> DATA FOR THIS EXERCISE:
PR #5165, opened 2021-09-14
[script] [combat-trainer] Barb maneuver toggle

LuckyThiefDR:
This adds a setting to allow barbs to keep using the 'Charged Maneuver' training ability beyond the field exp threshold set for training abilities. It's nice for young barbs to benefit from the increased IF regen applied to maneuver killing blows, and doublestrike is a decent weapon training tool pre-whirlwind.

Also, there is a small fix that adds missing match strings for attack commands related to using ambush stun on flying creatures and undead (issue reported by user).

### DIFF
--- a/combat-trainer.lic
+++ b/combat-trainer.lic
@@ -2413,6 +2413,9 @@ class TrainerProcess
 
     @barb_buffs_inner_fire_threshold = settings.barb_buffs_inner_fire_threshold
     echo("  @barb_buffs_inner_fire_threshold: #{@barb_buffs_inner_fire_threshold}") if $debug_mode_ct
+
+    @always_use_maneuvers = settings.always_use_maneuvers
+    echo("  @always_use_maneuvers: #{@always_use_maneuvers}") if $debug_mode_ct
   end
 
   def execute(game_state)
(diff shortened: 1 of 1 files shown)


combat-trainer.lic
```diff
@@ -2413,6 +2413,9 @@ class TrainerProcess
 
     @barb_buffs_inner_fire_threshold = settings.barb_buffs_inner_fire_threshold
     echo("  @barb_buffs_inner_fire_threshold: #{@barb_buffs_inner_fire_threshold}") if $debug_mode_ct
+
+    @always_use_maneuvers = settings.always_use_maneuvers
```
rpherbig, line 2417: This setting needs to be in `base.yaml`

rpherbig:
I'm not super familiar with the use case. Would it be useful to make the setting an array so you can, say, always use doublestrike but let powershot obey field exp?

mikejcook:
So, my understanding is based entirely on what epedia says, which is:

A chance to regenerate some Inner Fire when using a CCM Combat Charged Maneuver if an Expertise skill check is passed.

Based on my reading of that, we have a chance to benefit from any maneuver that would train Expertise, so it's not necessarily the double hit, but rather the execution of the maneuver that earns inner fire. So, assuming that's true, there's no benefit in limiting which maneuvers are executed.

rpherbig:
Code changes look fine aside from the one comment ✔️

mikejcook:
@rpherbig I know the author mentioned they were going to be away for a while on Discord. I've been using these changes live and they really help my innerfire. is there any way someone else can make the change to base.yaml? I looked and I'm not sure how to add a file to the PR (or maybe lack permission).

rpherbig:
I wasn't aware the author was going to be away for a while, thank you for letting me know. I happened to have a few minutes to spare and made the change to `base.yaml`.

> WHAT IS NEEDED:
Every line above that holds the string "author" counts once. State how many such lines there are, as a number alone.

> EXERCISE SOLUTION:
2